> [Aim of the exercise]: The answer should contain all of the records below, each one copied word for word.

....

PR #82, opened 2019-06-20
Fix constant problems

bdunne:
Occasionally we get an error about missing constant ManageIQ::Api::Docs
which should be actually be finding ::Api::Docs in lib/api/docs.rb in the
apps, but for some reason that isn't loaded yet.  Instead, move all of this
logic to manageiq-api-common and create
::ManageIQ::API::Common::OpenApi::Docs.instance


bdunne:
cc @abellotti @syncrou

PR #83, opened 2019-06-21
Splitting the GraphQL OpenAPI description

abellotti:
- Moving the GraphQL Response into a separate schema definition as the client generator was getting confused with the inline response definition.


abellotti:
@miq-bot assign @bdunne

bdunne:
Do consumers need to be updated to call the new method to get the response object?

PR #85, opened 2019-06-25
GraphQL Specs

abellotti:
- Updating the dummy application to include a subset of the sources database, schema, model, openapi spec, route and graphql controller.
- Include GraphQL Specs


abellotti:
[WIP]

- [ ] Depends on https://github.com/ManageIQ/manageiq-api-common/pull/78
- [ ] Add tests for
  - [ ] querying multiple primary collections
  - [ ] offset
  - [ ] limit
  - [ ] filter
  - [ ] querying associations
  - [ ] offset in association
  - [ ] limit in association

spec/dummy/app/models/concerns/password_concern.rb
```diff
@@ -0,0 +1,53 @@
+require "manageiq-password"
+
+module PasswordConcern
```
Fryguy: Don't duplicate PasswordConcern here.  It is already of the ManageIQ::Password gem and that module can just be used directly.

spec/dummy/app/models/authentication.rb
```diff
@@ -0,0 +1,7 @@
+class Authentication < ApplicationRecord
+  include PasswordConcern
```
Fryguy: Just use `ManageIQ::Password::PasswordMixin`, then no need to duplicate it in this project.

spec/dummy/app/models/authentication.rb
```diff
@@ -0,0 +1,7 @@
...
+  include TenancyConcern
+  encrypt_column :password
```
Fryguy: Minor, but it reads better to keep this line with the mixin inclusion since they are related.

spec/dummy/app/models/concerns/tenancy_concern.rb
```diff
@@ -0,0 +1,14 @@
+module TenancyConcern
```
Fryguy: Is this not already a mixin in this project?

spec/requests/api/graphql_spec.rb
```diff
@@ -0,0 +1,664 @@
...
+  let!(:source_typeR) { SourceType.create(:name => "rhev", :product_name => "RedHat Virtualization", :vendor => "redhat") }
+  let!(:source_typeV) { SourceType.create(:name => "vmware", :product_name => "VmWare vCenter", :vendor => "vmware") }
+
+  let!(:source_a1)    { Source.create!(:tenant => tenant, :uid => "1", :name => "source_a1", :source_type => source_typeR) }
+  let!(:source_a2)    { Source.create!(:tenant => tenant, :uid => "2", :name => "source_a2", :source_type => source_typeR) }
+  let!(:source_b1)    { Source.create!(:tenant => tenant, :uid => "3", :name => "source_b1", :source_type => source_typeR) }
+  let!(:source_b2)    { Source.create!(:tenant => tenant, :uid => "4", :name => "source_b2", :source_type => source_typeR) }
+  let!(:source_b3)    { Source.create!(:tenant => tenant, :uid => "5", :name => "source_b3", :source_type => source_typeR) }
+
+  let!(:endpoint_a21) { Endpoint.create!(:tenant => tenant, :source => source_a2, :host => "www.source_a2.com", :port => "121", :role => "web_lb1") }
```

....

> [Answer section]:
PR #82, opened 2019-06-20
Fix constant problems

bdunne:
Occasionally we get an error about missing constant ManageIQ::Api::Docs
which should be actually be finding ::Api::Docs in lib/api/docs.rb in the
apps, but for some reason that isn't loaded yet.  Instead, move all of this
logic to manageiq-api-common and create
::ManageIQ::API::Common::OpenApi::Docs.instance


bdunne:
cc @abellotti @syncrou

PR #83, opened 2019-06-21
Splitting the GraphQL OpenAPI description

abellotti:
- Moving the GraphQL Response into a separate schema definition as the client generator was getting confused with the inline response definition.


abellotti:
@miq-bot assign @bdunne

bdunne:
Do consumers need to be updated to call the new method to get the response object?

PR #85, opened 2019-06-25
GraphQL Specs

abellotti:
- Updating the dummy application to include a subset of the sources database, schema, model, openapi spec, route and graphql controller.
- Include GraphQL Specs


abellotti:
[WIP]

- [ ] Depends on https://github.com/ManageIQ/manageiq-api-common/pull/78
- [ ] Add tests for
  - [ ] querying multiple primary collections
  - [ ] offset
  - [ ] limit
  - [ ] filter
  - [ ] querying associations
  - [ ] offset in association
  - [ ] limit in association

spec/dummy/app/models/concerns/password_concern.rb
```diff
@@ -0,0 +1,53 @@
+require "manageiq-password"
+
+module PasswordConcern
```
Fryguy: Don't duplicate PasswordConcern here.  It is already of the ManageIQ::Password gem and that module can just be used directly.

spec/dummy/app/models/authentication.rb
```diff
@@ -0,0 +1,7 @@
+class Authentication < ApplicationRecord
+  include PasswordConcern
```
Fryguy: Just use `ManageIQ::Password::PasswordMixin`, then no need to duplicate it in this project.

spec/dummy/app/models/authentication.rb
```diff
@@ -0,0 +1,7 @@
...
+  include TenancyConcern
+  encrypt_column :password
```
Fryguy: Minor, but it reads better to keep this line with the mixin inclusion since they are related.

spec/dummy/app/models/concerns/tenancy_concern.rb
```diff
@@ -0,0 +1,14 @@
+module TenancyConcern
```
Fryguy: Is this not already a mixin in this project?

spec/requests/api/graphql_spec.rb
```diff
@@ -0,0 +1,664 @@
...
+  let!(:source_typeR) { SourceType.create(:name => "rhev", :product_name => "RedHat Virtualization", :vendor => "redhat") }
+  let!(:source_typeV) { SourceType.create(:name => "vmware", :product_name => "VmWare vCenter", :vendor => "vmware") }
+
+  let!(:source_a1)    { Source.create!(:tenant => tenant, :uid => "1", :name => "source_a1", :source_type => source_typeR) }
+  let!(:source_a2)    { Source.create!(:tenant => tenant, :uid => "2", :name => "source_a2", :source_type => source_typeR) }
+  let!(:source_b1)    { Source.create!(:tenant => tenant, :uid => "3", :name => "source_b1", :source_type => source_typeR) }
+  let!(:source_b2)    { Source.create!(:tenant => tenant, :uid => "4", :name => "source_b2", :source_type => source_typeR) }
+  let!(:source_b3)    { Source.create!(:tenant => tenant, :uid => "5", :name => "source_b3", :source_type => source_typeR) }
+
+  let!(:endpoint_a21) { Endpoint.create!(:tenant => tenant, :source => source_a2, :host => "www.source_a2.com", :port => "121", :role => "web_lb1") }
```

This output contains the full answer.